** PROVIDED ENTRIES follows **

PR #1075, opened 2026-05-12
[PM-33906] Add PureCrypto::new_guid

dereknance:
## 🎟️ Tracking

[PM-33906](https://bitwarden.atlassian.net/browse/PM-33906)

## 📔 Objective

Expose `PureCrypto::new_guid`

## 🚨 Breaking Changes

[PM-33906]: https://bitwarden.atlassian.net/browse/PM-33906?atlOrigin=eyJpIjoiNWRkNTljNzYxNjVmNDY3MDlhMDU5Y2ZhYzA5YTRkZjUiLCJwIjoiZ2l0aHViLWNvbS1KU1cifQ

### DIFF
--- a/Cargo.lock
+++ b/Cargo.lock
@@ -1316,6 +1316,7 @@ dependencies = [
  "tracing-subscriber",
  "tracing-web",
  "tsify",
+ "uuid",
  "wasm-bindgen",
  "wasm-bindgen-futures",
 ]
--- a/crates/bitwarden-wasm-internal/Cargo.toml
+++ b/crates/bitwarden-wasm-internal/Cargo.toml
@@ -53,6 +53,7 @@ tracing = { workspace = true }
 tracing-subscriber = { workspace = true }
 tracing-web = { version = "0.1.3" }
 tsify = { workspace = true }
+uuid = { workspace = true }
 wasm-bindgen = { workspace = true }
 wasm-bindgen-futures = { workspace = true }
 
--- a/crates/bitwarden-wasm-internal/src/pure_crypto.rs
+++ b/crates/bitwarden-wasm-internal/src/pure_crypto.rs
@@ -419,6 +419,12 @@ impl PureCrypto {
         let mut rng = rand::rng();
         rng.random_range(min..=max)
     }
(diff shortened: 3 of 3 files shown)


djsmith85 (approved):
Changes are looking great!

quexten (approved):
From the code directly this looks good. However, PureCrypto is a temporary shim that is intended to get crypto into the SDK quicker, without having the high level features ported yet. KM does not intend to keep it long term and will remove it as soon as the consumers are moved off to higher level clients (like vault's crypto client).

If this is supposed to live in the SDK long-term, and be a long-term API, then KM would actually recommend that Platform makes a client, and makes a static function impl on the client.

Something like:
```rust
// file owned by platform
struct GuidClient {
}

impl GuidClient {
  pub fn new_guid() -> ... {
  }
}
```

then you can call it from typescript:
```ts
await SdkLoadService.Ready;
GuidClient.new_guid(); 
```


I'm also not quite sure if guid is actually a crypto function, it seems one layer above crypto.

From the epic, it seems platform intends to not replace the Utils.newGuid function implementation with a PureCrypto call, but to instead directly spread the PureCrypto calls through domain code, which is not a supported pattern. PureCrypto *MUST* be limited to a single typescript shim that is easy to drop later.

> /// This module represents a stopgap solution to provide access to primitive crypto functions for JS
/// clients. It is not intended to be used outside of the JS clients and this pattern should not be
/// proliferated. It is necessary because we want to use SDK crypto prior to the SDK being fully
/// responsible for state and keys.


If you make a GuidClient that is platform owned like above, you can directly use it, however you have to await the SdkLoadService ready promise.


The much better solution of course is to move the high level caller into the SDK.

quexten (changes requested):
Actually, setting the review to blocking and discussing with KM.

quexten (approved):
Okay, after reading the epic, while I do have my reservations, as per @Thomas-Avery comment here, this is accepted by KM as a temporary state, so approving: https://bitwarden.atlassian.net/browse/PM-33906?focusedCommentId=147877

PR #1076, opened 2026-05-13
[PM-32695] Use blob cipher encryption in CiphersClient encrypt functions

nikwithak:
## 🎟️ Tracking

https://bitwarden.atlassian.net/browse/PM-33107

## 📔 Objective

This adds support for Cipher Blob Encryption to the encrypt functionality on `CiphersClient`, including when handling API requests.

Note that these are breaking / incompatible changes until (a) the `decrypt` functions are also handled [PM-32696](https://bitwarden.atlassian.net/browse/PM-32696), and (b) changes are needed in `server` to support these changes (server is currently crashing when local testing).

## 🚨 Breaking Changes

[PM-32696]: https://bitwarden.atlassian.net/browse/PM-32696?atlOrigin=eyJpIjoiNWRkNTljNzYxNjVmNDY3MDlhMDU5Y2ZhYzA5YTRkZjUiLCJwIjoiZ2l0aHViLWNvbS1KU1cifQ


crates/bitwarden-vault/src/cipher/cipher_client/create.rs
```diff
@@ -153,47 +123,61 @@ impl CiphersClient {
...
-        // be moved directly into the CompositeEncryptable implementation.
-        if self
-            .client
-            .internal
-            .get_flags()
-            .await
-            .enable_cipher_key_encryption
-        {
-            let key = view.key_identifier();
-            view.generate_cipher_key(&mut key_store.context(), key)?;
```
nikwithak, line 178: Now inside `CiphersClient::encrypt()`'s existing impl on L135

crates/bitwarden-vault/src/cipher/cipher_client/edit.rs
```diff
@@ -32,6 +28,8 @@ pub enum EditCipherError {
     #[error(transparent)]
     Crypto(#[from] CryptoError),
     #[error(transparent)]
+    BlobEncryption(#[from] crate::blob::BlobEncryptionError),
```
nikwithak, line 31: Note: Since this isn't directly translatable to `CryptoError`, it will prevent us from putting the BlobEncryption / BlobDecryption logic directly in the `Encryptable`/`Decryptable` implementations.

PR #1077, opened 2026-05-13
chore: add description to policies and server-communication-config

addisonbeck:
## 🎟️ Tracking

https://bitwarden.atlassian.net/browse/PM-37252

## 📔 Objective

`bitwarden-policies` and `bitwarden-server-communication-config` are part of the `bitwarden-core` release set. The `description` field is required by crates.io for publishing. Both crates are internal and not intended for direct use, so the description follows the established convention for internal crates.


djsmith85 (approved):
Changes are looking good. No idea why the workflows would be failing and I assume BRE is working on them.

jrmccannon (approved):

PR #1078, opened 2026-05-13
[PM-37481] fix: sdk-swift release workflow fails to commit 

vvolkgang:
## 🎟️ Tracking

PM-37481

## 📔 Objective

Context:

1. https://github.com/bitwarden/sdk-internal/pull/926/changes 
2. https://github.com/bitwarden/sdk-internal/pull/1012  

In order to restore iOS SDK updates, we're partially reverting the api-commit step, without introducing GPG commit signing given that the key was recently deleted. We'll be able to re-introduce the api-commit action when sub-folder support is introduced. 

Test Runs:

1. https://github.com/bitwarden/sdk-internal/actions/runs/25829532270
    * Created: https://github.com/bitwarden/ios/pull/2646


AmyLGalles (approved):
LGTM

** End of PROVIDED ENTRIES **

§ **WORK TO COMPLETE**
How many lines in the data above hold the word "CryptoError"? Answer with the number alone.

§ **WRITTEN ANSWER**
2